[SUPPLIED DATA Boundary: Start]

Issue #62, opened 2026-06-03
Support for antigravity CLI


alexlloyd-apollo:
Gemini CLI is being replaced by Antigravity CLI:

- https://developers.googleblog.com/an-important-update-transitioning-gemini-cli-to-antigravity-cli/
- https://antigravity.google/docs/gcli-migration

PR #85, opened 2026-07-15
feat: add antigravity_cli agent

sjawhar:
## Summary

Adds an `antigravity_cli` agent that runs Google's Antigravity CLI (`agy`, the successor to Gemini CLI) headless inside an Inspect sandbox, with model calls routed through the sandbox agent bridge — mirroring the existing `gemini_cli` agent.

## How it works

Unlike `gemini_cli` (which honors `GOOGLE_GEMINI_BASE_URL`), `agy` has no base-URL/endpoint override, so this agent:

- Provisions `agy` and a mitmproxy into the sandbox at runtime.
- Sets `HTTPS_PROXY` and uses an in-sandbox mitmdump addon to route `agy`'s Vertex `:streamGenerateContent` calls to the bridge's Gemini-compatible endpoint; all other traffic passes through to Google.

Two request normalizations in the addon let `agy` interoperate with the bridge:

- **Tool-schema types:** Vertex emits the JSON-Schema `type` keyword in SCREAMING_SNAKE_CASE (`STRING`, `OBJECT`, …) in tool declarations; the addon lowercases these to the JSON-Schema strings the bridge expects.
- **functionResponse role:** `agy` places `functionResponse` parts (tool results) under `role="model"` rather than the conventional `role="user"`. The bridge maps tool results to tool messages only under `role="user"`, so without normalization `agy`'s own tool results are dropped from the next request and the agent stalls after a single tool call. The addon relabels (and, for mixed content, splits) those parts to `role="user"` so the tool-call loop proceeds.

## Tests

`tests/test_antigravity_cli.py` covers the addon transforms — including the `functionResponse` role normalization (pure and mixed-content cases) — and the agent wiring/registration.

### DIFF
--- a/src/inspect_swe/__init__.py
+++ b/src/inspect_swe/__init__.py
@@ -1,5 +1,6 @@
 from ._claude_code.claude_code import claude_code
 from ._codex_cli.codex_cli import codex_cli
+from ._antigravity_cli.antigravity_cli import antigravity_cli
 from ._gemini_cli.gemini_cli import gemini_cli
 from ._mini_swe_agent.mini_swe_agent import mini_swe_agent
 from ._opencode.opencode import opencode
@@ -25,6 +26,7 @@ __all__ = [
     "bridge_mcp_to_acp",
     "claude_code",
     "codex_cli",
+    "antigravity_cli",
     "gemini_cli",
     "mini_swe_agent",
     "opencode",
--- a/src/inspect_swe/_antigravity_cli/__init__.py
+++ b/src/inspect_swe/_antigravity_cli/__init__.py
@@ -1,0 +1,3 @@
+from .antigravity_cli import antigravity_cli
+
+__all__ = ["antigravity_cli"]
--- a/src/inspect_swe/_antigravity_cli/_addon.py
+++ b/src/inspect_swe/_antigravity_cli/_addon.py
@@ -1,0 +1,197 @@
+"""mitmproxy addon: route agy's Vertex :streamGenerateContent to the Inspect
+bridge model_proxy (dynamic port). Everything else passes through to Google.
+
+Uses ``requests`` (bundled with the mitmproxy standalone binary) run off the
+event loop via ``run_in_executor``, not ``httpx``: the standalone binary's
+embedded Python environment does not ship httpx (or anyio), only requests.
+"""
+
+import asyncio  # noqa: ANYIO_OK -- anyio is not present in mitmdump's embedded env
+import functools
+import json
+import os
+import re
+from typing import TypeAlias
+
+import requests
+from mitmproxy import http
+
+BRIDGE_PORT = int(os.environ.get("ANTIGRAVITY_BRIDGE_PORT", "13131"))
+_MODEL_RE = re.compile(r"models/([^/:]+)")
+
+# Vertex/Gemini's Schema proto uses SCREAMING_SNAKE_CASE type names for the
+# JSON Schema "type" keyword in tool declarations; the bridge's ToolParams
+# model expects lowercase JSON Schema type strings.
+_SCHEMA_TYPE_NAMES = frozenset(
+    {"STRING", "NUMBER", "INTEGER", "BOOLEAN", "ARRAY", "OBJECT", "NULL"}
+)
+
+JsonValue: TypeAlias = (
+    "dict[str, JsonValue] | list[JsonValue] | str | int | float | bool | None"
+)
+
+
+def _lowercase_schema_type(value: JsonValue) -> JsonValue:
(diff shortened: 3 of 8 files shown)


craig-meridian:
Thanks for this, Sami — careful work on a real problem. With Gemini CLI’s consumer path now unavailable and the request in #62, we do want an Antigravity story, and the addon clearly comes from someone who understands the wire format and sandbox model well.

But we're not comfortable with the `agy`-via-mitmproxy approach.

**The blocker:** `provision_antigravity_home` copies the host’s `~/.gemini/antigravity-cli` directory—including `antigravity-oauth-token`—into the sandbox `$HOME`. The evaluated process then runs with unrestricted shell access under the same sandbox identity via `--dangerously-skip-permissions`. It can read the token and attempt to exfiltrate it; in an ordinarily networked sandbox, it can also clear the proxy variables and make authenticated Google requests that never touch the bridge. Isolated egress can block that direct route, but it does not restore the missing credential boundary.

That breaks the invariant upheld by the other `inspect_swe` agents: only dummy credentials enter the sandbox, while real credentials remain in the host-side process. This is not patchable within this architecture because `agy` is both the evaluated process and the process that must possess the credential. There is no separate harness principal to protect it from the agent’s own shell tools.

[[Google has already enforced bans](https://github.com/google-gemini/gemini-cli/discussions/20632)](https://github.com/google-gemini/gemini-cli/discussions/20632) against third-party tools and proxies that piggyback OAuth to access Antigravity resources or quotas. This design is not exactly the abuse pattern Google described—it redirects inference away from Google rather than consuming Google quota through another client—but it is close enough to create account risk that we should not ask users to accept.

On maintenance, the addon couples us to `agy`’s internal Vertex host and path, request format, and the `functionResponse`/schema-type quirks. The CLI releases frequently and does publish release notes, but its internal inference wire format is not a supported integration contract. A backend-shape change could therefore break—or worse, silently distort—trajectories without an obvious failure.

**Where we’d like to go instead:** Google’s current answer for headless and API-key use is the official SDK. In [[Antigravity CLI #78](https://github.com/google-antigravity/antigravity-cli/issues/78#issuecomment-4835844909)](https://github.com/google-antigravity/antigravity-cli/issues/78#issuecomment-4835844909), a project collaborator confirms that API-key authentication is not supported by `agy`, recommends the SDK instead, and says it should fit CI workflows. The corresponding request for a configurable `agy` model endpoint and custom authentication remains open in [[#514](https://github.com/google-antigravity/antigravity-cli/issues/514)](https://github.com/[google-antigravity](https://github.com/google-antigravity/antigravity-sdk-python)/antigravity-cli/issues/514).

The [`google-antigravity`[ SDK](https://github.com/google-antigravity/antigravity-sdk-python)](https://github.com/google-antigravity/antigravity-sdk-python) bundles the same underlying `localharness` engine and exposes supported endpoint overrides. That removes the proxy, CA, and real credential from the sandbox.

The honest deltas are at a minimum:

- The CLI’s automatic `AGENTS.md`/`GEMINI.md` loading is absent on the SDK path, but we can inject those files ourselves.
- Google-backed `search_web` is ineffective without Google authentication; `read_url_content` still works for ordinary unauthenticated pages, subject to sandbox egress.
- Browser automation requires Chrome, which neither implementation currently provisions.
- The SDK and CLI share the underlying harness and core tool loop, but we have not established byte-for-byte prompt and configuration parity.

So: is the SDK path viable for your use case, or is there a CLI-specific behaviour that pushed you toward `agy` itself? If the SDK works, we’d welcome a PR along those lines and would be glad to review it closely.

Appreciate the effort here—it is the right problem, and we’d like to land a safe version with you.

sjawhar:
Closing: superseded. We extracted the Antigravity CLI into a standalone plugin package (inspect-antigravity) rather than landing it inside inspect_swe, so this no longer reflects our intended direction. Thanks for the look. (Posted by Claude on Sami's behalf.)

sjawhar:
(Claude, on Sami's behalf.) Correcting the record on this PR, since my earlier closing note is now wrong.

I closed this saying we had extracted the Antigravity CLI into a standalone `inspect-antigravity` plugin package "rather than landing it inside inspect_swe". We subsequently reversed that decision and landed Antigravity inside inspect_swe after all, as a native SDK agent, in #94 — which is open and is what we now carry.

So the accurate status is: this PR's `agy`-via-mitmproxy approach is abandoned (your objection to it stands and we agreed with it), but the direction stated in my closing comment is not what we did. #94 supersedes this, not a standalone package.

Apologies for the confusing trail — flagging it because you reviewed here and are reviewing our other inspect_swe PRs, and the two records contradicted each other.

[SUPPLIED DATA Boundary: End]

> [TRY IT]: Wherever the word "problem" shows up in the material, copy the line it is on.

> [EXERCISE ANSWER]:
Thanks for this, Sami — careful work on a real problem. With Gemini CLI’s consumer path now unavailable and the request in #62, we do want an Antigravity story, and the addon clearly comes from someone who understands the wire format and sandbox model well.
Appreciate the effort here—it is the right problem, and we’d like to land a safe version with you.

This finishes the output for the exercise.